Add barriers and s_wait_event to hasUnwantedEffectsWhenEXECEmpty.
Add a comment documenting the current expected use of the function.
---
 llvm/lib/Target/AMDGPU/SIInstrInfo.cpp        |  14 +-
 llvm/lib/Target/AMDGPU/SIInstrInfo.h          |   8 +
 .../CodeGen/AMDGPU/insert-skips-gfx10.mir     |  30 ++
 .../CodeGen/AMDGPU/insert-skips-gfx12.mir     | 308 ++++++++++++++++++
 4 files changed, 359 insertions(+), 1 deletion(-)

diff --git a/llvm/lib/Target/AMDGPU/SIInstrInfo.cpp b/llvm/lib/Target/AMDGPU/SIInstrInfo.cpp
index cc1b9ac0c9ecda..a2cb3834643227 100644
--- a/llvm/lib/Target/AMDGPU/SIInstrInfo.cpp
+++ b/llvm/lib/Target/AMDGPU/SIInstrInfo.cpp
@@ -4118,6 +4118,13 @@ bool SIInstrInfo::modifiesModeRegister(const MachineInstr &MI) {
 }
 
 bool SIInstrInfo::hasUnwantedEffectsWhenEXECEmpty(const MachineInstr &MI) const {
+  // This function is used to determine if an instruction can be safely
+  // executed under EXECZ without hardware error, indeterminate results,
+  // and/or visible effects on future vector execution or outside the shader.
+  // Note: as of 2024 the only use of this is SIPreEmitPeephole where it is
+  // used in removing branches over short EXECZ sequences.
+  // As such it embeds certain assumptions which may not apply in every case
+  // of EXECZ execution.
   unsigned Opcode = MI.getOpcode();
 
   if (MI.mayStore() && isSMRD(MI))
@@ -4136,12 +4143,17 @@ bool SIInstrInfo::hasUnwantedEffectsWhenEXECEmpty(const MachineInstr &MI) const
   if (Opcode == AMDGPU::S_SENDMSG || Opcode == AMDGPU::S_SENDMSGHALT ||
       isEXP(Opcode) ||
       Opcode == AMDGPU::DS_ORDERED_COUNT || Opcode == AMDGPU::S_TRAP ||
-      Opcode == AMDGPU::DS_GWS_INIT || Opcode == AMDGPU::DS_GWS_BARRIER)

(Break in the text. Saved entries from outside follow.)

PR #740, opened 2020-12-13
Fix issues with resource.dat generation on Windows.

Hoikas:
This fixes our cairosvg dependency such that `pip install -r requirements.txt` works without undocumented dependencies. Further, some invalid assumptions have been corrected in makeres.py. Namely that: the python executable is named exactly `python` and that `pngcrush` is available when building an external client. This should also fix an issue where CMake would error if `CMAKE_RUNTIME_OUTPUT_DIRECTORY` is a generator expression.

### DIFF
--- a/Sources/Plasma/Apps/plClient/external/makeres.py
+++ b/Sources/Plasma/Apps/plClient/external/makeres.py
@@ -53,7 +53,8 @@ if __name__ == '__main__':
 	parser.add_option("-q", "--quiet", dest="verbose", default=True, action="store_false", help="Don't print status messages")
 	parser.add_option("-r", "--render", dest="render", default=False, action="store_true", help="Perform SVG Render to images")
 	parser.add_option("-p", "--package", dest="package", default=False, action="store_true", help="Perform packaging into resource container")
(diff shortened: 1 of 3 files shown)


dpogue (approved):
Looks good to me

Sources/Plasma/Apps/plClient/external/makeres.py
```diff
@@ -72,16 +73,18 @@
 
 	## Do the work!
 	if options.render:
-		ret = subprocess.call(["python", os.path.join(inpath, "render_svg.py"), "-i", inpath, "-o", os.path.join(workpath, "render")], stdout=sys.stdout, stderr=sys.stderr)
+		ret = subprocess.call([sys.executable, os.path.join(inpath, "render_svg.py"), "-i", inpath, "-o", os.path.join(workpath, "render")], stdout=sys.stdout, stderr=sys.stderr)
```
Deledrius, line 76: We should probably use `sys.executable` for the subprocess call to `create_resource_dat.py` as well.

Deledrius (changes requested):
Works here for me.  Just one minor edit seems necessary.

Deledrius (approved):

PR #741, opened 2020-12-13
GoogleTest update

dpogue:
Updates from gtest 1.8 to gtest 1.10.

The additional options in the CMakeLists.txt were taken [from string_theory](https://github.com/zrax/string_theory/blob/master/test/CMakeLists.txt#L21-L35).


Hoikas:
Is there any way we could *not* vendor gtest?

dpogue:
git submodule? Maybe something through vcpkg?

They sort of encourage vendoring it: https://github.com/dpogue/Plasma/tree/6f69d0ec7d79ebffdfa9ee8346eca3f48d2b2ae8/Sources/Tests/gtest-1.10.0#incorporating-into-an-existing-cmake-project

Hoikas:
A submodule would work nicely - though vcpkg *does* have a gtest port that's at version 1.10. I just cringe at all of this non-Plasma code churn in our history :/

zrax:
:+1: for submodule; I think that would work well for this particular use case.

dpogue:
Okay, I'll close this and open a new PR to include gtest 1.10 as a git submodule

PR #970, opened 2021-07-23
Suppress vault callbacks when loading or unloading VNodeMgrs.

Hoikas:
On MOULa, there have been complaints about linking to some Neighborhoods and activating some players taking a very long time. One of these Neighborhoods in particular is the "DRC(67) Bevin". When I attempted to link to this Age, I found the link took approximately 85 seconds each time. On profiling, I discovered that for every node downloaded during the initialization phase, we were calling into Python at least once. Suppressing vault callbacks during times when they are obviously going to storm and be useless decreases the link time to 7 seconds.

Initially, I suppressed just the Python side of the callbacks when an Age is being initialized, but it seems to me that a more reasonable solution is to not run callbacks during vault loads and unloads. Clearly, things are happening at this stage, so we don't need that level of granulatrity about what is happening to the vault(s) that we are subscribing to or unsubscribing from.


Hoikas:

PR #972, opened 2021-07-25
Add ptAvatar.findBone method

dpogue:
This allows getting an avatar's bones using Python, which enables hackery with `PtAttachObject` to them

### DIFF
--- a/Scripts/Python/plasma/Plasma.py
+++ b/Scripts/Python/plasma/Plasma.py
@@ -1476,6 +1476,10 @@ class ptAvatar:
         """Exits the avatar from the subWorld where it was"""
         pass
 
+    def findBone(self, bone_name):
+        """Find the ptSceneObject for the requested bone"""
+        pass
+
     def getAllWithSameMesh(self,clothing_name):
         """Returns a lilst of all clothing items that use the same mesh as the specified one"""
         pass
--- a/Sources/Plasma/FeatureLib/pfPython/cyAvatar.cpp
+++ b/Sources/Plasma/FeatureLib/pfPython/cyAvatar.cpp
@@ -1620,6 +1620,27 @@ bool cyAvatar::LoadClothingFromFile(plFileName filename)
     return false;
 }
 
+PyObject* cyAvatar::FindBone(const ST::string& boneName)
+{
+    // make sure that there is atleast one avatar scene object attached (should be)
+    if (!fRecvr.empty() && fRecvr[0] != nullptr)
+    {
+        // find the armature modifier
+        plArmatureMod* avatar = (plArmatureMod*)IFindArmatureMod((plKey)fRecvr[0]);
+        if(avatar)
+        {
+            const plSceneObject* bone = avatar->FindBone(boneName);
+            if (bone) {
+                return pySceneObject::New(bone->GetKey());
+            }
+        }
+    }
+
+    ST::string errmsg = ST::format("Bone {} not found", boneName);
+    PyErr_SetString(PyExc_NameError, errmsg.c_str());
+    return nullptr; // return nullptr cause we errored
+}
+
 /////////////////////////////////////////////////////////////////////////////
 //
 //  Function   : ChangeAvatar
--- a/Sources/Plasma/FeatureLib/pfPython/cyAvatarGlue.cpp
+++ b/Sources/Plasma/FeatureLib/pfPython/cyAvatarGlue.cpp
@@ -639,6 +639,18 @@ PYTHON_METHOD_DEFINITION(ptAvatar, loadClothingFromFile, args)
     PYTHON_RETURN_BOOL(self->fThis->LoadClothingFromFile(filename));
 }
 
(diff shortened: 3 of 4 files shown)


Hoikas:
I think we need to spend some time designing a better system. `PtAttachObject` has no persistence and doesn't seem like the best method IMO.

dpogue:
"No persistence" meaning there's no state to be synched to newly joined players? hmm...

A visual issue like that wouldn't be a barrier for my particular use case, but does seem like something worth addressing.

Hoikas:
Correct. To my mind, I think it would be better to have a more formalized inventory system for attaching objects to the avatar (this system probably involves avatar.sdl) with the ability to anchor objects to the left hip or off-hand built-in, for example. That way, we discourage bespoke solutions in each Age that results in an increased maintenance burden.

dpogue:
I pulled these comments into a discussion https://github.com/H-uru/Plasma/discussions/974 so we can come up with a plan before doing any further implementation.

Scripts/Python/plasma/Plasma.py
```diff
@@ -1476,6 +1476,10 @@ def exitSubWorld(self):
         """Exits the avatar from the subWorld where it was"""
         pass
 
+    def findBone(self, bone_name):
+        """Find the ptSceneObject for the requested bone"""
+        pass
+
```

+      Opcode == AMDGPU::DS_GWS_INIT || Opcode == AMDGPU::DS_GWS_BARRIER ||
+      Opcode == AMDGPU::S_WAIT_EVENT)
     return true;
 
   if (MI.isCall() || MI.isInlineAsm())
     return true; // conservative assumption
 
+  // Assume that barrier interactions are only intended with active lanes.
+  if (isBarrierRelated(Opcode))
+    return true;
+
   // A mode change is a scalar operation that influences vector instructions.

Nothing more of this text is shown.